Edrecolomab (Panorex®) is a monoclonal antibody directed against the 17-1A antigen located on the cell surfaces of carcinomas. Clinical activity has been seen in colon and breast cancer. This trial investigated the feasibility of combining edrecolomab with the oral fluoropyrimidine capecitabine (Xeloda®).

Patients received a loading dose of edrecolomab 500 mg intravenously (IV) on day–14, followed 2 weeks later by 100 mg IV every 28 days (day 1). Capecitabine was administered to single-patient cohorts at escalating doses of 1500, 2000, and 2500 mg/m2/day in two equally divided doses for 14 of 21 days, beginning on day 1. Additional patients were enrolled at the 2500 mg/m2/day dose level to better define the toxicities of combination therapy. Toxicity assessment was the primary endpoint.

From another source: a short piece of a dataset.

Issue #6858, opened 2023-11-20
Integration tests - Kiali 1.73 is not compatible with Istio 1.20


ferhoyos:
Integration tests performed within github actions for target branch v1.73 are failing because latest version of Istio (1.20) is installed. For the moment Kiali 1.73 is not compatible with Istio 1.20, so installation scripts have to be modified to install a compatible Istio version.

Twenty seven patients with advanced or metastatic adenocarcinoma were enrolled on this study: 20 were evaluable for toxicity and 18 for response. The most common toxicities were elevated liver enzymes, diarrhea, and hand–foot syndrome. In cycle 1, grade 3 hand–foot syndrome was seen in two patients, and grade 3 diarrhea in one patient. Grade 2 toxicities included diarrhea, hand–foot syndrome, anemia, leukopenia, and transaminitis. Cumulative hand–foot syndrome was observed in four patients treated beyond two cycles. Three patients had edrecolomab infusion reactions during the course of treatment. One complete response and two partial responses were seen. Nine patients had disease stabilization lasting a median of 17.5 weeks (range 14.5–28+).

Edrecolomab and capecitabine may be safely given in combination to patients with advanced or metastatic adenocarcinoma. Clinical activity is seen in this heavily pretreated patient population.